I just had to rant about this.  I won’t be offended if you don’t read it.

We have reached that point in our lives where we spend more time looking at a video screen during our waking hours than any other activity.  According to a recent Wall Street Journal article based on research data from eMarketer, we spend on average of 5 hours and 16 minutes in front of a PC, tablet or smartphone screen and 4 hours and 31 minutes watching TV.  That’s a whopping 9 hours and 47 minutes a day staring into an LCD or other screen.  That’s scary.  That just didn’t just happen, we made it happen.  No wonder the Internet and TV have so much influence over our lives.

Screen addiction is so common.  You see it every day.  Everyone in an office is looking at a PC or laptop screen.  People are standing still in the aisles at airports, conferences, and grocery stores just staring into a smartphone. Couch potatoes are oblivious to those around them as they nurse their tablets. Teens obsess over their social networking sites. Kids are mesmerized as they play their video games. Others are reading on e-readers. And everyone else is watching insipid or violent TV shows. Why do we do this? Mainly because our jobs require it. Or we do it to keep in touch or to relax and be entertained. Is this what life has become?
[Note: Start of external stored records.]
PR #1867, opened 2019-01-19
Update Display Panel components

eessex:
- Removes `react-styled-flexboxgrid`
- Converts to TSX
- Minor updates to use palette components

I have examined my own behavior and found it to be somewhat in line with this trend. As writer/editor I do spend most of my work day on a PC with Word, Internet access and email. I do use a smartphone to talk and text but rarely longer than a few minutes. I do watch some TV, mainly news and movies and not the 4+ hours indicated earlier. I read more. And I don’t have a tablet. 

The turning point for most people is the acquisition of a tablet. If you weren’t screen-obsessive before, you will be as the tablet sucks you in. The smartphone screen is just too small for many things. And a laptop is too big and heavy. A tablet is just right. And the screen is even large enough for TV and movies. Once you get the tablet you don’t go back. You are hooked. I have seen this happen again and again with friends and relatives.  Call it tablet fever. Whatever it is, it is becoming a chronic and debilitating behavior.
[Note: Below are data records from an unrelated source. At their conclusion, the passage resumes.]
PR #1878, opened 2019-01-30
Refactor Drag & Drop component, change authors order

eessex:
Related to https://artsyproduct.atlassian.net/browse/GROW-638
- Converts Drag & Drop component to `.tsx`
- Refactors D&D components to use ReactDOM instead of jQuery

Is this a good thing or a bad thing? It is certainly a good thing for the electronics industry and the economy in general. It is a bad thing because perhaps we have lost some ability to communicate person-to-person. Yes, we are communicating but at a once-removed distance. But we can access information fast and easy in a society that is perpetually in information overload. And Internet access can be educational in several ways. As for TV, it is a great entertainment medium and news source for sure. Otherwise, TV just keeps us from having to think on our own. It tells us how and what to think, what to buy, how to vote and portrays “standards” and events that just aren’t real. 

Nothing is going to change all of this. It is what it is. Just be aware it’s happening and control it as you need to.  Most of all, don’t stop thinking for yourself and don’t forget the lost concept of common sense.

Discuss this Blog Entry 3

HK
on Oct 30, 2013

I love books. Love science and games on the internet. Love movies. I also love working and crafting with my mind and hands, car repair and woodworking, digging and mowing and chain sawing (… many other skills … ) and coach and scout master. The file sharpening an axe is a more cherished tool than a modern bus-decoding oscilloscope or a wiki if only because of the sensorial and cognitive immersion, if not the relative rarity of opportunities to use one.
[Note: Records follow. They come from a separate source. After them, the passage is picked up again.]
PR #7499, opened 2025-10-10
starboard: Harden thread safety checks and simplify ThreadChecker

kjyoun:
This change improves thread safety and robustness by enabling thread checks in release builds and simplifying the underlying ThreadChecker implementation.

Key changes:
- `ThreadChecker` is no longer a no-op in release builds. It has been simplified to always bind to its creation thread, removing complex atomic and lazy-initialization logic.
- All usages of `SB_DCHECK(thread_checker_.CalledOnValidThread())` have been converted to `SB_CHECK`. This elevates the check from a debug-only assertion to a fatal error in all build types, ensuring that any threading violations are caught immediately.
- `JobQueue` is updated to use the new, simpler ThreadChecker, removing its own redundant thread ID tracking.

Bug: 435425692

### DIFF
--- a/.github/actions/docker/action.yaml
+++ b/.github/actions/docker/action.yaml
@@ -76,22 +76,21 @@ runs:
         set -x
         DOCKER_COMPOSE_IMAGE="${GITHUB_DOCKER_REGISTRY_URL}/${{ github.repository }}/${DOCKER_SERVICE}"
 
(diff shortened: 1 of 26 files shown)


kaidokert (approved):
It doesn't seem wrong to me. 

I did check a bit of Chromium code, and it looks like most of Chromium still uses DCHECKS for CalledonValidThread() for some reason - perhaps historical.

Please have Jelle or Xiaoming also have a look before merging, just in case.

The cheap, easy pleasure and isolation of video, books and computers is tempting to all, but ever so much and more so to those for whom the real world contact is more problematic (cf., ASD) … or less familiar. The difference between playing/watching it and living/doing it is the difference between corn syrup and fruit.

on Oct 30, 2013

I'm reminded of the 1971 book "Be Here Now" by Alan Watts ... and dismayed by the number of people, mostly young, who intentionally isolate themselves, even among friends, by escaping into the tiny screen.

on Oct 31, 2013

Everything is promoted to be an addiction, -fast and easy-. The common sense is becoming "keep connected".
Young people deserves a better living and needs experimentation. Virtual world and simulation just are cheap replacements of what really matters: Learning.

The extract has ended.